I have a large string in Go and I'd like to split it up into smaller chunks. Each chunk should be at most 10kb. The chunks should be split on runes (not in the middle of a rune).
What is the idiomatic way to do this in go? Should I just be looping over the range of the string bytes? Am I missing some helpful stdlib packages?
The idiomatic way to split a string (or any slice or array) is by using slicing. Since you want to split by rune you'd have to loop through the entire string since you don't know in advance how many bytes each slice will contain.
slices := []string{}
count := 0
lastIndex := 0
for i, r := range longString {
count++
if count%10001 == 0 {
slices = append(slices, longString[lastIndex:i])
lastIndex = i
}
}
Warning: I have not run or tested this code, but it conveys the general principles. Looping over a string loops over the runes and not the bytes, automatically decoding the UTF-8 for you. And using the slice operator []
represents your new strings as subslices of longString
which means that no bytes from the string needs to be copied.
Note that i
is the byte index in the string and may be incremented by more that 1 in each loop iteration.
EDIT:
Sorry, I didn't see you wanted to limit the number of bytes, not Unicode code points. You can implement that as well relatively easily.
slices := []string{}
lastIndex := 0
lastI := 0
for i, r := range longString {
if i-lastIndex > 10000 {
slices = append(slices, longString[lastIndex:lastI])
lastIndex = lastI
}
lastI = i
}
A working example at play.golang.org, which also takes care of the leftover bytes at the end of the string.

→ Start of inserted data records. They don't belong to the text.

PR #574, opened 2016-08-29
Improved node saving and loading

lassoan:
* Storable node can decide what is the most appropriate storage node, based on the requested file name and storable node content. This allows simplifications and removal of "special case" hacks throughlout the code base.

* Allow overriding default write file extension in storage nodes (instead of hardcoding DefaultWriteFileExtension string, it is now stored in a member variable). For example, changing default model node saving extension can be achieved by this:
```
msn=slicer.vtkMRMLModelStorageNode()
msn.SetDefaultWriteFileExtension('stl')
slicer.mrmlScene.AddDefaultNode(msn)
```
* Improved composite file extension support (.nii.gz, .seg.nrrd, ...). In "Add data dialog" the most specifically matched extension's reader is selected by default (for example, .nrrd is more specific than .*; .seg.nrrd is more specific than .nrrd). File extension matching has been more robust: instead of using heuristics, such as assuming .gz means a composite file extension
and collecting all possible extension from all storage nodes; now extensions are mostly managed by the storage node, which knows exactly what extensions are possible.

In the future, composite extensions could be used for more file formats where we use the same extension for storing different node types (annotations, markups, labelmap/scalar volumes, etc) and there would be no more needs for heuristics or manual user choices for selecting the correct node type.

### DIFF
--- a/Base/QTCore/qSlicerCoreIOManager.cxx
+++ b/Base/QTCore/qSlicerCoreIOManager.cxx
@@ -88,39 +88,27 @@ qSlicerFileReader* qSlicerCoreIOManagerPrivate::reader(const QString& fileName)c
 //-----------------------------------------------------------------------------
 QList<qSlicerFileReader*> qSlicerCoreIOManagerPrivate::readers(const QString& fileName)const
 {
-  QList<qSlicerFileReader*> matchingReaders;
-  // Some readers ("DICOM (*)" or "Scalar Overlay (*.*))" can support any file,
-  // they are called generic readers. They might not be the best choice to read
-  // the file as it might exist a more specific reader to read it.
-  // So let's add generic readers at the end of the reader list.
-  QList<qSlicerFileReader*> genericReaders;
+  // Use a map so that we can access readers sorted by confidence.
+  // The more specific the filter that was matched, the higher confidence
+  // that the reader is more appropriate (e.g., *.seg.nrrd is more specific than *.nrrd;
+  // *.nrrd is more specific than *.*)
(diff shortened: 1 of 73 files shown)


Base/QTCore/qSlicerCoreIOManager.cxx
```diff
@@ -88,39 +88,27 @@ qSlicerFileReader* qSlicerCoreIOManagerPrivate::reader(const QString& fileName)c
...
     {
-    QStringList matchingNameFilters = reader->supportedNameFilters(fileName);
-    if (matchingNameFilters.count() == 0)
-      {
-      continue;
-      }
-    // Generic readers must be added to the end
-    foreach(const QString& nameFilter, matchingNameFilters)
+    int longestExtensionMatch = 0;
+    QStringList matchedNameFilters = reader->supportedNameFilters(fileName, &longestExtensionMatch);
```
jcfr: Add a comment specifying that `longestExtensionMatch` is updated by `supportedNameFilters`

jcfr:
:+1: Looks good to me

Thanks for working on this. This was long overdue. 

Some possibly related issues:
* http://na-mic.org/Mantis/view.php?id=3373
* http://na-mic.org/Mantis/view.php?id=2479

pieper:
👍

Base/QTCore/qSlicerCoreIOManager.cxx
lassoan: OK, I add this.

lassoan:
Integrated into rev25326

Use RuneStart to scan for a rune boundary. Slice the string at the boundary.
var chunks []string
for len(s) > 10000 {
i := 10000
for i >= 10000 - utf8.UTFMax && !utf8.RuneStart(s[i]) {
i--
}
chunks = append(chunks, s[:i])
s = s[i:]
}
if len(s) > 0 {
chunks = append(chunks, s)
}
Using the approach, the application examines a few bytes at the chunk boundaries instead of the entire string.
The code is written to guarantee progress when the string is not a valid UTF-8 encoding. You might want to handle this situation as an error or split the string in a different way.
Check out this code:
package main
import (
"fmt"
"math/rand"
"time"
)
func init() {
rand.Seed(time.Now().UnixNano())
}
var alphabet = []rune{
'a', 'b', 'c', 'd', 'e', 'f', 'g', 'h', 'i', 'j', 'k', 'l', 'm', 'n', 'o', 'p',
'q', 'r', 's', 't', 'u', 'v', 'w', 'x', 'y', 'z', 'æ', 'ø', 'å', 'A', 'B', 'C',
'D', 'E', 'F', 'G', 'H', 'I', 'J', 'K', 'L', 'M', 'N', 'O', 'P', 'Q', 'R', 'S',
'T', 'U', 'V', 'W', 'X', 'Y', 'Z', 'Æ', 'Ø', 'Å',
}
func randomString(n int) string {
b := make([]rune, n, n)
for k, _ := range b {
b[k] = alphabet[rand.Intn(len(alphabet))]
}
return string(b)
}
const (
chunkSize int = 100
lead4Mask byte = 0xF8 // must equal 0xF0
lead3Mask byte = 0xF0 // must equal 0xE0
lead2Mask byte = 0xE0 // must equal 0xC0
lead1Mask byte = 0x80 // must equal 0x00
trailMask byte = 0xC0 // must equal 0x80
)
func longestPrefix(s string, n int) int {
for i := (n - 1); ; i-- {
if (s[i] & lead1Mask) == 0x00 {
return i + 1
}
if (s[i] & trailMask) != 0x80 {
return i
}
}
panic("never reached")
}
func main() {
s := randomString(100000)
for len(s) > chunkSize {
cut := longestPrefix(s, chunkSize)
fmt.Println(s[:cut])
s = s[cut:]
}
fmt.Println(s)
}
I'm using the danish/norwegian alphabet to generate a random string of 100000 runes.
Then, the "magic" lays in longestPrefix
. To help you with the bit-shifting part, refer to the following graphic:
The program prints out the respective longest possible chunks <= chunkSize, one per line.